### Source data
########
PR #10710, opened 2017-06-30
REST/RPC example update

Mirobit:
* Added missing fields and fixed order in REST.doc
* Removed rpc parameter from getaddednodeinfo example


fanquake:
utACK b8bb425

laanwj:
utACK b8bb425

PR #10637, opened 2017-06-20
Coin Selection with Murch's algorithm

achow101:
This is an implementation of the [Branch and Bound coin selection algorithm written by Murch](http://murch.one/wp-content/uploads/2016/11/erhardt2016coinselection.pdf) (@xekyo). I have it set so this algorithm will run first and if it fails, it will fall back to the current coin selection algorithm. The coin selection algorithms and tests have been refactored to separate files instead of having them all in wallet.cpp.

I have added some tests for the new algorithm and a test for all of coin selection in general. However, more tests may be needed, but I will need help with coming up with more test cases.

This PR uses some code borrowed from #10360 to use effective values when selecting coins.

PR #10712, opened 2017-06-30
Add change output if necessary to reduce excess fee

morcos:
This is an alternative to #10333 

See commit messages.

The first commit is mostly code move, it just moves the change creation code out of the loop.

@instagibbs

### DIFF
--- a/src/wallet/wallet.cpp
+++ b/src/wallet/wallet.cpp
@@ -2569,6 +2569,38 @@ bool CWallet::CreateTransaction(const std::vector<CRecipient>& vecSend, CWalletT
             std::vector<COutput> vAvailableCoins;
             AvailableCoins(vAvailableCoins, true, coinControl);
 
+            // Create change script that will be used if we need change
+            // TODO: pass in scriptChange instead of reservekey so
+            // change transaction isn't always pay-to-bitcoin-address
+            CScript scriptChange;
+
+            // coin control: send change to custom address
+            if (coinControl && !boost::get<CNoDestination>(&coinControl->destChange))
+                scriptChange = GetScriptForDestination(coinControl->destChange);
+
+            // no coin control: send change to newly generated address
+            else
+            {
+                // Note: We use a new key here to keep it from being obvious which side is the change.
+                //  The drawback is that by not reusing a previous key, the change may be lost if a
+                //  backup is restored, if the backup doesn't have the new private key for the change.
+                //  If we reused the old key, it would be possible to add code to look for and
+                //  rediscover unknown transactions that were written with keys of ours to recover
+                //  post-backup change.
+
+                // Reserve a new key pair from key pool
+                CPubKey vchPubKey;
+                bool ret;
+                ret = reservekey.GetReservedKey(vchPubKey, true);
+                if (!ret)
+                {
+                    strFailReason = _("Keypool ran out, please call keypoolrefill first");
+                    return false;
+                }
+
+                scriptChange = GetScriptForDestination(vchPubKey.GetID());
+            }
+
             nFeeRet = 0;
             // Start with no fee and loop until there is enough fee
             while (true)
@@ -2627,37 +2659,6 @@ bool CWallet::CreateTransaction(const std::vector<CRecipient>& vecSend, CWalletT
                 if (nChange > 0)
                 {
                     // Fill a vout to ourself
-                    // TODO: pass in scriptChange instead of reservekey so
-                    // change transaction isn't always pay-to-bitcoin-address
-                    CScript scriptChange;
-
-                    // coin control: send change to custom address
-                    if (coinControl && !boost::get<CNoDestination>(&coinControl->destChange))
-                        scriptChange = GetScriptForDestination(coinControl->destChange);
-
-                    // no coin control: send change to newly generated address
-                    else
-                    {
-                        // Note: We use a new key here to keep it from being obvious which side is the change.
-                        //  The drawback is that by not reusing a previous key, the change may be lost if a
-                        //  backup is restored, if the backup doesn't have the new private key for the change.
-                        //  If we reused the old key, it would be possible to add code to look for and
-                        //  rediscover unknown transactions that were written with keys of ours to recover
-                        //  post-backup change.
-
-                        // Reserve a new key pair from key pool
-                        CPubKey vchPubKey;
-                        bool ret;
-                        ret = reservekey.GetReservedKey(vchPubKey, true);
-                        if (!ret)
-                        {
-                            strFailReason = _("Keypool ran out, please call keypoolrefill first");
-                            return false;
-                        }
-
-                        scriptChange = GetScriptForDestination(vchPubKey.GetID());
-                    }
-
                     CTxOut newTxOut(nChange, scriptChange);
 
                     // Never create dust outputs; if we would, just
@@ -2666,7 +2667,6 @@ bool CWallet::CreateTransaction(const std::vector<CRecipient>& vecSend, CWalletT
                     {
                         nChangePosInOut = -1;
                         nFeeRet += nChange;
-                        reservekey.ReturnKey();
                     }
                     else
                     {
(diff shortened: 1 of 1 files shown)


src/wallet/wallet.cpp
```diff
@@ -2744,8 +2751,18 @@ bool CWallet::CreateTransaction(const std::vector<CRecipient>& vecSend, CWalletT
...
+                    CAmount max_excess_fee = GetMinimumFee(change_prototype_size, currentConfirmationTarget, ::mempool, ::feeEstimator, nullptr) +
+                        GetDustThreshold(change_prototype_txout, ::dustRelayFee);
+                    // If we have no change and a big enough excess fee, then
+                    // try to construct transaction again only without picking
+                    // new inputs. We now know we only need the smaller fee
+                    // (because of reduced tx size) and so we should add a
+                    // change input. Only try this once.
+                    if (nFeeRet > nFeeNeeded + max_excess_fee && nChangePosInOut == -1 && nSubtractFeeFromAmount == 0 && pick_new_inputs) {
+                        pick_new_inputs = false;
+                        nFeeRet = nFeeNeeded;
```
instagibbs: this needs to be `nFeeRet = nFeeNeeded + GetMinimumFee(change_prototype_size, currentConfirmationTarget, ::mempool, ::feeEstimator, nullptr) ;` at a minimum, right?

nFeeNeeded at this point will not pay for the new change output.

instagibbs (commented):
imo this is superior in its simplicity and targeting the exact situation better over #10333 .

A bit worried about the failure case triggering anytime fee estimations change. I know you don't want to in this PR, but pulling out the estimation and getting a feerate that is reapplied in the main loop seems worth it, is easy to review, and will have to be done anyways for effective value work.

src/wallet/wallet.cpp
morcos: oops, correct

src/wallet/wallet.cpp
```diff
@@ -2774,6 +2773,8 @@ bool CWallet::CreateTransaction(const std::vector<CRecipient>& vecSend, CWalletT
             }
         }
 
+        if (nChangePosInOut == -1) reserveKey.ReturnKey(); // Return any reserved key if we don't have change
```
morcos: weird, i fixed that but must have not committed before push

src/wallet/wallet.cpp
```diff
@@ -2754,6 +2771,11 @@ bool CWallet::CreateTransaction(const std::vector<CRecipient>& vecSend, CWalletT
                     }
                     break; // Done, enough fee included.
                 }
+                else if (!pick_new_inputs) {
+                    // This shouldn't happen
```
morcos: yes, i don't think that can happen (a change in fee estimation) but belts and suspenders.
In any case will be cleaned up post 0.15 with effective value logic and only calculating the needed fee rate once.

morcos:
Fixed bug and nits and squashed

@instagibbs I'm fine with doing the GetMinimumFeeRate refactor for 0.15, but I already did a lot of other work on GetMinimumFee in #10706 which I would really like to get in for 0.15, so I'm wary of piling on too many changes that touch the same lines of code and not being able to get them all in.

src/wallet/wallet.cpp
instagibbs: sorry to both you again on this but it appears to still be there

promag:
All return points should call `reservekey.ReturnKey()`?

promag:
Reference #10247.

promag (commented):
utACK.

IMO going for one last iteration and to have one more flag is a clear sign that a more thoughtful refactor should be done. Not that I'm against this change, but reading this code should be plain and easy.

instagibbs:
@promag this is a bugfix with limited scope. Switching to effective value calculation fixes this in a more natural fashion. See: https://github.com/bitcoin/bitcoin/pull/10360 and https://github.com/bitcoin/bitcoin/pull/10637

promag (commented):
Nit, should variables be in camel or snake case? Also could you fix brace styles for the moved code?

morcos:
@promag 
New variables are supposed to be snake_case, did I miss one?
If there are any other changes, I can fix the braces, but I didn't touch the moved code.

As for calling ReturnKey, I suppose that does make sense, but the existing code did not do that, and I haven't materially changed that behavior. I'm happy to add it though if I should?

promag:
@morcos another PR is fine. As @instagibbs said, this is a bugfix.

laanwj:
Replaced #10333 with this one in "High priority for review" (reviewing a closed PR makes little sense).

src/wallet/wallet.cpp
```diff
@@ -2736,16 +2743,30 @@ bool CWallet::CreateTransaction(const std::vector<CRecipient>& vecSend, CWalletT
...
                     // to be addressed because it requires returning the fee to
                     // the payees and not the change output.
-                    // TODO: The case where there is no change output remains
-                    // to be addressed so we avoid creating too small an output.
+
+                    // If we have no change and a big enough excess fee, then
+                    // try to construct transaction again only without picking
+                    // new inputs. We now know we only need the smaller fee
+                    // (because of reduced tx size) and so we should add a
+                    // change input. Only try this once.
```
ryanofsky: change output

src/wallet/wallet.cpp
```diff
@@ -2744,8 +2751,18 @@ bool CWallet::CreateTransaction(const std::vector<CRecipient>& vecSend, CWalletT
                     // TODO: The case where nSubtractFeeFromAmount > 0 remains
                     // to be addressed because it requires returning the fee to
                     // the payees and not the change output.
-                    // TODO: The case where there is no change output remains
-                    // to be addressed so we avoid creating too small an output.
+                    CAmount max_excess_fee = GetMinimumFee(change_prototype_size, currentConfirmationTarget, ::mempool, ::feeEstimator, nullptr) +
+                        GetDustThreshold(change_prototype_txout, ::dustRelayFee);
+                    // If we have no change and a big enough excess fee, then
```
ryanofsky: > please move first explanation a few lines before for the "increase change" to appropriate spot

I think order of the comments does makes sense. First comment describes the normal case, second comment describes unhandled special case, and third comment describes handled special case accompanied by implementation for that case.

I might move the code for the normal case above the code & comments for the two special cases, though this would increase the size of the diff. Just a thought, though.

ryanofsky (commented):
Wow, this code is ridiculously complicated. Pretty clean fix, though. Would be nice if we could mock `SelectCoins` and easily write unit tests for these cases.

utACK d64a4b94ea809179e8cc9a92be75036bc8bd4fbf

morcos:
Fixed commit history and fixed comment nit

```
git diff d64a4b9 533b3f0

-                    // change input. Only try this once.
+                    // change output. Only try this once.
```

TheBlueMatt (commented):
utACK 533b3f07f0525939d5fef2d22ec1ee699b7d437b

src/wallet/wallet.cpp
```diff
@@ -2754,6 +2775,12 @@ bool CWallet::CreateTransaction(const std::vector<CRecipient>& vecSend, CWalletT
                     }
                     break; // Done, enough fee included.
                 }
+                else if (!pick_new_inputs) {
```
sipa: Nit: else on the same line as `}`

src/wallet/wallet.cpp
instagibbs: He moved it, the comment wasn't marked as resolved. Happy with current arrangement.

instagibbs:
utACK https://github.com/bitcoin/bitcoin/pull/10712/commits/533b3f07f0525939d5fef2d22ec1ee699b7d437b

ryanofsky (commented):
utACK 533b3f07f0525939d5fef2d22ec1ee699b7d437b. Changes since last review were what Alex mentioned.

morcos:
This was rebased to add 2 new arguments to GetMinimumFee line which were introduced in #10589 

Will change again as it conflicts with #10706 on that same point

ryanofsky (commented):
utACK 0f402b9263b0579b29aa0f841fc64ad58d3efba6. Only difference is rebase.

sipa:
Posthumous utACK 0f402b9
########
### WHAT YOU HAVE TO DO
The lines from the first of the entries through the line holding "Add change output" are to be restated word for word, and no others.

### ANSWER BOX
PR #10710, opened 2017-06-30
REST/RPC example update

Mirobit:
* Added missing fields and fixed order in REST.doc
* Removed rpc parameter from getaddednodeinfo example


fanquake:
utACK b8bb425

laanwj:
utACK b8bb425

PR #10637, opened 2017-06-20
Coin Selection with Murch's algorithm

achow101:
This is an implementation of the [Branch and Bound coin selection algorithm written by Murch](http://murch.one/wp-content/uploads/2016/11/erhardt2016coinselection.pdf) (@xekyo). I have it set so this algorithm will run first and if it fails, it will fall back to the current coin selection algorithm. The coin selection algorithms and tests have been refactored to separate files instead of having them all in wallet.cpp.

I have added some tests for the new algorithm and a test for all of coin selection in general. However, more tests may be needed, but I will need help with coming up with more test cases.

This PR uses some code borrowed from #10360 to use effective values when selecting coins.

PR #10712, opened 2017-06-30
Add change output if necessary to reduce excess fee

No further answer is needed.